Losin it in Paradise

Decided to get a little help from my doctor

If you want to do something you’ll find a way. If you don’t want to, you’ll find an excuse.” -source unknown

As you can read by tonight’s title, I decided to talk to a doc.  Being a nurse of course I don’t have a family doctor.  I just usually grab whatever hospitalist or ER doc that is on duty if I have a problem.  And of course I know which are the good docs and which ones I would die before ever going to them :)

I CANNOT STAY AWAY FROM FOOKIN SWEETS.  THE SWEETER THE BETTER, THE GOOEY JUNK, ALL THE BETTER.

I do so well all day and then hit the floors and the entire fookin hospital is filled with junk!  No wonder 90% of nurses are obese.    No wonder we have more bariatric surgery than the general public.  Because we eat junk!  The more junk the better………..sheesh!

So this morning before I left work, I talked to one of the ER doctors and had him write me a script for Pentermine.  I did a lot of research on it and wanted to try it.  I was a bit leery of the side effects but thought I would try.

Tonight I took my first pill and will be happy to report no side effects :)  A bit of a dry mouth maybe but no heart palpitations, no rapid heart rate….nada.   I used to take ephedrine and boy that would make me shake and feel like my heart would come out of my chest, but you could really lose weight on it.   Damn FDA!

I was reading a blog tonight about words, and how they can hurt.  Worse when it is someone you care about saying those words.
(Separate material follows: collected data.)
PR #615, opened 2023-06-06
Examples (resnet18): exposing more args to quant_resnet18

i-colbert:
Exposing control over weight quants.

### DIFF
--- a/src/brevitas_examples/bnn_pynq/models/resnet.py
+++ b/src/brevitas_examples/bnn_pynq/models/resnet.py
@@ -6,9 +6,9 @@ from typing import List
 from torch import Tensor
 import torch.nn as nn
 
-from brevitas.inject.defaults import Int8WeightPerTensorFloat
 import brevitas.nn as qnn
 from brevitas.quant import TruncTo8bit
+from brevitas.quant import Int8WeightPerChannelFloat
 from brevitas.quant_tensor import QuantTensor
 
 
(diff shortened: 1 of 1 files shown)


src/brevitas_examples/bnn_pynq/models/resnet.py
```diff
@@ -39,10 +45,11 @@ def __init__(
             in_planes,
             planes,
             stride=1,
+            bias=False,
             shared_quant_act=None,
-            weight_bit_width=8,
             act_bit_width=8,
-            bias=False):
+            weight_bit_width=8,
+            weight_quant=Int8WeightPerTensorFloat):
```
volcacius, line 52: You can set as default Int8WeightPerChannelFloat and get rid of the weight_scaling_per_output_channel=True set explicitly

src/brevitas_examples/bnn_pynq/models/resnet.py
```diff
@@ -1,28 +1,34 @@
...
 def make_quant_conv2d(
-        in_channels, out_channels, kernel_size, weight_bit_width, stride=1, padding=0, bias=False):
+        in_channels,
+        out_channels,
+        kernel_size,
+        weight_bit_width,
+        stride=1,
+        padding=0,
+        bias=False,
+        weight_quant=Int8WeightPerTensorFloat):
```
volcacius, line 23: I would remove this default since it's defined in the caller already, and for quantizers I prefer to have defaults set only once.

volcacius (approved):
LGTM

PR #629, opened 2023-06-15
Feat (nn): set dim names in QuantMHA Linear

volcacius:


Giuseppe5:
Need to be rebased after merging #647

PR #630, opened 2023-06-15
Feat (quantize): support for name/node in lambdas

Giuseppe5:


src/brevitas_examples/imagenet_classification/ptq/ptq_common.py
```diff
@@ -67,7 +67,7 @@ def quantize_model(
     maps = [deepcopy(quant_map) for quant_map in LAYER_MAP[backend]]
 
     def bit_width_fn(module, other_bit_width):
-        if backend != 'layerwise':
+        if backend != 'layerwise' or layerwise_first_last_bit_width is None:
```
Giuseppe5, line 70: This should not be here

Giuseppe5:
Add name in quantization lambdas

PR #642, opened 2023-06-27
Activation eq extension

Giuseppe5:


src/brevitas/graph/equalize.py
```diff
@@ -745,30 +767,21 @@ def apply(self, alpha):
...
+        elif not use_inp:
+            inp = args[-1]
+        elif len(kwargs) > 0:
+            inp = kwargs[kwarg_name]
         # Extra check for batch_dim
         if hasattr(inp, 'names') and 'N' in inp.names:
             batch_dim = inp.names.index('N')
             inp = inp.transpose(0, batch_dim)
 
-        if len(inp) > 1:
```
Giuseppe5, line 762: This has to be restored and improved with the presence of kwargs

src/brevitas/graph/equalize.py
```diff
@@ -723,11 +719,20 @@ def setup(self):
...
+                batch_dim=batch_dim,
+                kwarg_name=kwarg_name,
+                use_inp=True)
+            new_instance = KwargsForwardHook(region, hook_fn)
+            ModuleInstanceToModuleInstance(region, new_instance).apply(self.model)
+            self.hooks.append(new_instance)
 
     def apply(self, alpha):
         scale_factors = []
+        self.remove_hooks()
```
Giuseppe5, line 735: Since we perform it here, we need to remove it from __exit__

src/brevitas/nn/equalized_layer.py
```diff
@@ -10,8 +10,20 @@ def __init__(self, scale_module, layer) -> None:
         self.scale = scale_module
         self.layer = layer
 
-    def forward(self, x, *args, **kwargs):
+    def forward(self, *args, **kwargs):
         args = list(args)
+
+        if len(args) > 0:
```
Giuseppe5, line 16: We should probably standardize this better, in case of a kwargs with different names maybe.

volcacius (approved):

PR #645, opened 2023-06-30
Feat (llm): QuantizableBert

Giuseppe5:


volcacius:
Split the attention mask handling part and we can merge that into llm.

volcacius:
We should move these attention modules under `brevitas.nn` .

Giuseppe5:
Closed in favor of #961

PR #685, opened 2023-07-24
Fix single linear test

jinchen62:
Got the following error without the changes.

> python exception: Failure while executing pass pipeline:
error: unknown: unsupported by backend contract: module initializers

I remember my ex (the love of my life) and I driving down the highway and talking.  I loved him so much.  I remember looking at him and telling him how much I loved him and how I was so attracted to him even after all these years.  He looked at me and said, “I am sorry, I dont feel that way about you at all anymore.”  OMG, I thought I would die.
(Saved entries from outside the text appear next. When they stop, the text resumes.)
Issue #449, opened 2022-11-11
Shape inference support for qonnx symbolic operators


volcacius:
Setting shape inference is currently broken in upstream PyTorch for custom ONNX operators https://github.com/pytorch/pytorch/issues/81693 . This impact qonnx export, andin  some use cases lack of shape propagations means that certain other operators (e.g. globalmaxpool) that require correct shape inference are not exported correctly.

lix19937:
You can ref https://github.com/Xilinx/brevitas/blob/master/src/brevitas/export/onnx/standard/function.py

PR #692, opened 2023-08-04
Fixes ConvNd usability and shape inference for qonnx export on Torch 2.0.1

bwintermann:
As mentioned in issue #449 when using Torch>=2.0.1, sometimes shape inference doesn't work properly when exporting to QONNX. In some cases it only produces warnings, but for some cases with Conv2D layers specifically the export won't work at all. This would fix both the warnings and errors, atleast regarding the ConvNd layer types. I tested the export on multiple example networks afterwards.

### DIFF
--- a/src/brevitas/export/onnx/qonnx/manager.py
+++ b/src/brevitas/export/onnx/qonnx/manager.py
@@ -12,6 +12,8 @@ from brevitas.export.manager import _set_recurrent_layer_export_handler
 from brevitas.export.manager import _set_recurrent_layer_export_mode
 from brevitas.export.onnx.debug import DebugMarkerFunction
 from brevitas.export.onnx.manager import ONNXBaseManager
+from brevitas.export.onnx.finn.function.parameter import QuantizedConvNdFn
+from brevitas.export.onnx.finn.handler.parameter import FINNQuantConvNdHandler
 
 from .function import BrevitasBinaryQuantFn
 from .function import BrevitasQuantFn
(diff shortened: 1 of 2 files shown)


volcacius:
Hey @bwintermann , thanks for the PR, this is definitely something that needs fixing. Do you have an example for why you are adding the FINNQuantConvNdHandler to the handlers of QONNX? I don't think it's necessary but I would like to understand your use case. Thanks

bwintermann:
With the big Torch update to 2.0 the export of certain layers in the QONNX format doesn't work anymore, seemingly due to missing shape information, which, it looks like, could be inferred before, but is now required. Bringing the FINN handler and function into scope was the easiest way to provide the required information. However it is completely possible that I've misunderstood the usage of the export manager and that this is not the proper way to fix it. I would of course also say that importing the handler and function from another export subdirectory is not the cleanest solution, so that if this were to persist, maybe the handlers and functions could be moved into a shared location for both the FINN- and the QONNX-export.

src/brevitas/export/onnx/qonnx/manager.py
```diff
@@ -42,14 +44,16 @@ class QONNXManager(ONNXBaseManager):
         BrevitasDecoupledWeightQuantProxyHandler,
         BrevitasDecoupledWeightQuantWithInputProxyHandler,
         BrevitasTruncQuantProxyHandler,
-        BrevitasQuantLSTMLayerHandler]
+        BrevitasQuantLSTMLayerHandler,
+        FINNQuantConvNdHandler]
```
volcacius, line 48: Remove this (FINN ONNX is being deprecated).

src/brevitas/export/onnx/qonnx/manager.py
```diff
@@ -42,14 +44,16 @@ class QONNXManager(ONNXBaseManager):
...
 
     custom_fns = [
         DebugMarkerFunction,
         BrevitasQuantFn,
         BrevitasBinaryQuantFn,
         BrevitasTruncFn,
-        BrevitasQuantLSTMCellFn]
+        BrevitasQuantLSTMCellFn,
+        QuantizedConvNdFn]
```
volcacius, line 56: Remove this (FINN ONNX is being deprecated).

Giuseppe5:
Included in #760, closing this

He of course immediatley tried to say if was not how he meant it and that he did love me etc etc etc.  But I never forgot those words, even now after I have not even seen him in over 10 years.  I remember them so well.  And we stayed together for two more years after that, two years of my loving him so much and him cheating on me all the time.  Another story another blog for some other day………

Even now when I think of those words my heart hurts.  He was my life my world, and he tore me apart with those words.   But I stilled loved him…
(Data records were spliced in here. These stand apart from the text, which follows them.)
PR #693, opened 2023-08-17
Rename brevitas quant custom op

jinchen62:
I have tested the op would be `torch.operator "quant.matmul_rhs_group_quant"`.


jinchen62:
Pls review, thanks! @Giuseppe5 @volcacius @ harish

Giuseppe5:
Would you be able to run 
`pre-commit run --all-files`

And add also the changes that cause the pre-commit check to fail?
It should be changing something in one of the files you are already modifying.

Thanks!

I walked out of the house, one day after my birthday 10 years ago after I found a video.  I took the cloths on my back and left.  I have never been back.  I left the country of my birth and never looked back.  I left my friends, my home, my job, my whole world.  I had no money, no home, no vehicle, nothing, but I never looked back.  I never spoke with him again, or ever saw him again.  I thought I would die, I prayed for death, but now I know how strong I am, how I can survive anything.  I will never love like that again.  I will never allow myself to love like that again. 

Whew, talk about opening up old wounds.   Somethings are better left buried.